The Boston Globe

Sense of melancholy in the locker room

- Tara Sullivan

FOXBOROUGH — Shoved against the walls or nestled between locker stalls, the brown cardboard boxes scattered throughout the Patriots locker room this week told a story all their own. As this disappoint­ing season neared its merciful end — one final game Sunday against the Jets — players were already packing up the memories of a year in their profession­al lives, the extra cleats, team-issued clothing, and other mementos tucked into any available spaces.

Such is the unique frequency to the final days of a football season that has nowhere to go but home, where players who don’t have the playoffs ahead of them remain keenly aware what the nature of this business ensures: This exact group will never be together again.

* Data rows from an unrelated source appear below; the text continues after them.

PR #509, opened 2021-10-03
Inf 32/installer script after repo separation

tuanchien:


observatory-platform/observatory/platform/observatory_config.py
```diff
@@ -676,8 +780,12 @@ def __init__(
...
         """
 
-        self.backend = backend
-        self.observatory = observatory
+        self.backend = backend if backend is not None else Backend()
+        self.observatory = (
+            observatory
+            if observatory is not None
+            else Observatory(package="observatory-platform", package_type="editable")
+        )
```
aroelo, line 788: I think you could just set these default values directly in the init method:
```python
backend: Backend = Backend(),
observatory: Observatory = Observatory(package="observatory-platform", package_type="editable"),
```

observatory-platform/observatory/platform/observatory_config.py
```diff
@@ -906,6 +984,151 @@ def load(cls, path: str):
...
+        with open(path, "w") as f:
+            self.save_backend(f)
+            self.save_observatory(f)
+            self.save_terraform(f)
+            self.save_google_cloud(f)
+            self.save_airflow_connections(f)
+            self.save_airflow_variables(f)
+            self.save_workflows_projects(f)
+
+    def save_backend(self, f: io.IOBase):
```
aroelo, line 1014: For this case and all other uses of 'f' in this document, the typing of 'f' should be `TextIO` instead, this can be imported with `from typing import TextIO`. See also https://stackoverflow.com/a/61000390

observatory-platform/observatory/platform/cli/generate_command.py
```diff
@@ -221,6 +255,38 @@ def generate_workflow(self, project_path: str, package_name: str, workflow_type:
                 f.write(f'    {workflow_module} = "{workflow_module}"\n')
             print(f"- Updated the identifiers file: {identifiers_dst_file}")
 
+    def generate_local_config_interactive(self, config_path: str, *, workflows: Set[str], oapi: bool):
```
aroelo, line 258: Should workflows be a 'List[str]' instead? From the usage/tests it seems that it a list is passed on.

observatory-platform/observatory/platform/cli/generate_command.py
```diff
@@ -221,6 +255,38 @@ def generate_workflow(self, project_path: str, package_name: str, workflow_type:
...
+
+        file_type = "Observatory Config"
+        click.echo(f"Generating {file_type}...")
+
+        config = InteractiveConfigBuilder.build(backend_type=BackendType.local, workflows=workflows, oapi=oapi)
+
+        config.save(config_path)
+        click.echo(f'{file_type} saved to: "{config_path}"')
+
+    def generate_terraform_config_interactive(self, config_path: str, *, workflows: Set[str], oapi: bool):
```
aroelo, line 274: Should workflows be a 'List[str]' instead? From the usage/tests it seems that it a list is passed on.

tests/observatory/platform/cli/test_generate_command.py
```diff
@@ -241,3 +251,576 @@ def test_write_rendered_template(self, mock_click_confirm):
...
+        expected = Backend(type=BackendType.terraform, environment=Environment.staging)
+        InteractiveConfigBuilder.config_backend(config=config, backend_type=expected.type)
+        self.assertEqual(config.backend.type, expected.type)
+        self.assertEqual(config.backend.environment, expected.environment)
+
+    @patch("observatory.platform.cli.generate_command.click.prompt")
+    def test_config_observatory_filled_keys(self, m_prompt):
+        observatory = Observatory(
+            airflow_fernet_key="IWt5jFGSw2MD1shTdwzLPTFO16G8iEAU3A6mGo_vJTY=",
+            airflow_secret_key=("a" * 16,),
```
aroelo, line 372:
```suggestion
            airflow_secret_key=("a" * 16),
```
With the comma included it generates a tuple instead of a string.

aroelo (changes requested):
Hey @tuanchien, I've tried the install command as well as generating the config file interactively.

For the `pip` way of installing, is this just to use the platform rather than contributing/editing anything in the platform? Maybe this should be a bit more explicit in the documentation.
I tried to start the platform after installing this way, but it was just stuck at the 'building..' step for at least ~15 min. It might be something specific going wrong on my laptop rather than the instructions, I could look into it a bit more. Did this work for you?
```
Observatory Platform: all dependencies found                                    
  Docker:
   - path: /usr/local/bin/docker
   - running
  Docker Compose:
   - path: /Users/284060a/PycharmProjects/test_install/venv/bin/docker-compose
  config.yaml:
   - path: ./config.yaml
   - file valid
  Host machine settings:
   - observatory home: /Users/284060a/.observatory
   - host-uid: 1001
Observatory Platform: building...    
```

I then tried to install using the `git` way and these are the things I noticed while going through it:  
- When using the `install_observatory_platform` command it would be useful if a question is prompted for the config path. Now it asks if I want to overwrite `/Users/284060a/.observatory/config.yaml` which already exists. I don't, but I would like to create the config file automatically, at a different location. Same for the terraform configuration.
- There is an error when trying to install Docker, I think you can just use `brew install` instead of `brew cask install`
```
-----------------
Installing Docker
-----------------
Error: Unknown command: cask
```
- It would also be great if the config path mentioned above could be passed on to `configure_observatory_platform`
- It would be helpful if the virtual environment that is created during `install_observatory_platform` is also activated during the install process, or alternatively to make a comment in the documentation with a reminder to activate the virtual environment.
- During the `configure_observatory_platform` 'local' script
   - This question is asked: 
   - > What type of observatory platform installation did you perform? A git clone is an editable type, and a pip install is a pypi type. (editable, sdist, pypi) [editable]: editable
   
   How would I get the sdist type?
   -  When entering an observatory config directory, it would be great if it would make the dir if it does not exist yet, instead of giving an error.
   - This question is a little confusing, it says that when using the installer script the workflows projects are automatically added to the config file, so I confirmed "N", but I don't see the workflows projects in the config file. Should I still say "Y"?:
   - > Configuring workflows projects. If you opted to install some workflows projects through the installer script then they will be automatically added to the config file for you. If not, e.g., if you installed via pip, you will need to add those projects manually now (or later).
Do you want to add workflows projects? [y/N]: 
    -  I think this would be better off as a y/N question like all of the other ones:
    - > Do you wish to enable ElasticSearch and Kibana? [True]:  
    - Only oaebu workflows is installed, because the git clone url is pointing to oaebu-workflows for the academic-observatory-workflows project. Fixing this might fix this error as well:
` ERROR: workflows/academic-observatory-workflows[tests] is not a valid editable requirement. It should either be a path to a local project or a VCS URL (beginning with bzr+http, bzr+https, bzr+ssh, bzr+sftp, bzr+ftp, bzr+lp, bzr+file, git+http, git+https, git+ssh, git+git, git+file, hg+file, hg+http, hg+https, hg+ssh, hg+static-http, svn+ssh, svn+http, svn+https, svn+svn, svn+file).`
    -  If installing the workflows projects inside the observatory-platform project, will it still be possible to commit changes to the repositories of those workflows projects? See also https://github.com/The-Academic-Observatory/observatory-platform/pull/462#issuecomment-913969270 Perhaps there is a way to do this, I'm just not sure about it.
    - After running the script with default values I get the following error:
```
Observatory Platform: dependencies missing                                      
  Docker:
   - path: /usr/local/bin/docker
   - running
  Docker Compose:
   - path: /Users/284060a/PycharmProjects/test_install_git/observatory-platform/venv/bin/docker-compose
  config.yaml:
   - path: /Users/284060a/PycharmProjects/academic_observatory/observatory-platform/config_v2.yaml
   - file invalid
    - observatory.airflow_secret_key: is not a valid secret key. Reason: Key b'0c0fdc27feae75fd6e88c01c157dacc1043591422924c7c739bc55681aff' is not base64.
 ```
- During the `configure_observatory_platform` 'terraform' script
    -  It would be great if the `Configuring settings for the main VM that   runs the Airflow scheduler and webserver` bit could stand out a bit more with bold/italic/bullet point. I kind of missed this line and was confused which VM I was configuring.
    - I wouldn't refer to the `weekly on-demand VM` using the term `weekly`, as this is determined by the settings of the vm_create workflow. So it might be monthly or fortnightly with different settings. I think `worker VM` and `main VM` would be good descriptions as this is what we generally use throughout the code/documentation.
    - Maybe you could add default values for these questions, the same as they are in the `config-terraform.yaml.jinja2` file:
```
Google CloudSQL db tier: db-custom-2-7680
Google CloudSQL backup start time, e.g., 13:00: 23:00
Configuring settings for the main VM that   runs the Airflow scheduler and webserver
Machine type, e.g., n2-standard-2: n2-standard-2
Disk size (GB), e.g., 50: 50
```
-  When using the `configure_observatory_platform` script for terraform, these key/values are stored in the config file under the 'observatory' section, but should not be included as they are not used for terraform:
```
  observatory_home: /Users/284060a/.observatorytestinstall
  redis_port: 6379
  flower_ui_port: 5555
  airflow_ui_port: 8080
  elastic_port: 9200
  kibana_port: 5601
  docker_network_name: observatory-network
  docker_network_is_external: False
  docker_compose_project_name: observatory
  enable_elk: True
  api_package: observatory-api
  api_package_type: pypi
```

aroelo:
Hey @tuanchien,

Nice work on all those changes. I'm just trying out the scripts again with the new changes.
I only have two small notes:  

- When getting the `install.sh` using curl it actually immediately starts executing the script, so it is a bit out out of line with the documentation saying I have to make it executable and then execute it.
- When using 'source' to install, the virutalenv is installed in the directory from which the install.sh script is run, not in the directory of the cloned repository. E.g. the installer at the end says:
> You can start the observatory platform after the restart by first activating the Python virtual environment with:
  source /Users/284060a/PycharmProjects/test_install/observatory-platform/observatory_venv/bin/activate

But the virtualenv is actually at `/Users/284060a/PycharmProjects/test_install/observatory_venv/bin/activate`

Note: I was writing this comment and testing out the installation when @jdddog merged the branch, not sure what the best way is to notify others that I'm currently reviewing?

“We’ve been grinding since April,” defensive lineman Deatrich Wise Jr. said. “We hang out, we support each other in our foundation events, we have to be a family in here. That’s what makes great teams. Building that chemistry off the field is very important.

“We have special handshakes with each other and we share laughs and play Connect Four (which I always win). But we play card games and things like that. We work out together and we share laughter together.

“But every year we go through the same thing. Since ’17 when I got in the league, I realize every team is not going to be the same. I always cherish every moment.”

He is not alone. From the exhausted rookies wrapping up their first year in the league to the wizened veterans perhaps facing their last, there is a shared sense of melancholy to underscore the goodbyes, a lingering awareness of the inevitabil­ity of impending change. That’s normal life in the NFL.

But this isn’t a normal year in New England, where the feeling has been intensifie­d by the relentless speculatio­n over coach Bill Belichick’s job status, an undercurre­nt of uncertaint­y that is sure to bubble over in the aftermath of Sunday’s season finale.

It’s impossible to ignore how different it all feels. Try as the players might to tune it all out — and what sort of Patriots would they be if they weren’t insisting they don’t hear any of it at all? — this particular elephant is too big to ignore in any room.

There’s captain David Andrews using his postgame comments from last weekend’s loss in Buffalo to praise Belichick’s work in preparing the team. Here’s fellow veteran Matthew Slater wrapping up a Thursday interview with the passionate conclusion: “Simply stated, I’m not standing up here without Coach.” There’s breakout rookie Dema

rio Douglas perfectly toeing Belichick’s company line, saying, “We’re really just focused on the Jets right now. It’s the last week and there’s definitely been a lot done on the Jets.”

And of course here’s the man himself, with Belichick refusing any and all attempts to ponder his future in favor of focusing on the next game, the mantra that has defined his multi-decade coaching life. As he put it on “The Greg Hill Show” this week, “Whatever success I have had, I’ve tried to go about my job the same way every week — win, lose, good years, bad years, whatever they are . . . I’m committed to the team that I’m coaching right now, the players that are here. They deserve my best every day and that’s what I’m going to give them.”

But at 4-12 this season, and with but one playoff appearance since Tom Brady departed (and that one a blowout loss to the Bills), Belichick is no longer the rock-solid institutio­n who coached the team to a record six Super Bowl titles. Between headscratc­hing personnel moves (Chad Ryland in the fourth round?) and curious in-game decisions (benching Douglas for one fumble?) that have backfired, the 71-year-old coach’s position is undeniably rocky.

“A lot of people have been saying that,” Wise acknowledg­ed. “I don’t really know much about that. But I do know we come here all the time playing for each other to go out there and get a win. The main goal we preach is to play hard, give it your all, and get a win.”

The focus ahead is commendabl­e, coming from players who understand that every game is like another entry on their résumés, a performanc­e on film that will be seen by coaches and executives across the league. For these particular Patriots, finishing strong is a matter of personal pride as well motivation to win for their coach.

“Yeah, everybody continues the same message, we’re playing for each other, we understand that in the NFL not everyone is going to be on the team next year, that this is the last game all these guys are going to be together,” quarterbac­k Bailey Zappe said. “That’s something that’s setting in, going into this Sunday, and it’s going to have the kind of energy that we’re going to play for each other.”

Leave it to Slater, in his 16th and likely final season in the NFL, to bring the focus back to the only NFL coach he’s ever had, to highlight Belichick’s impact on him even as the questions swirl.

“It’s been transforma­tive,” he said. “I wouldn’t have had a third of the career I’ve had without Coach.”

Without Coach. A strange thought even to contemplat­e, but around these Patriots, one that’s been impossible to ignore.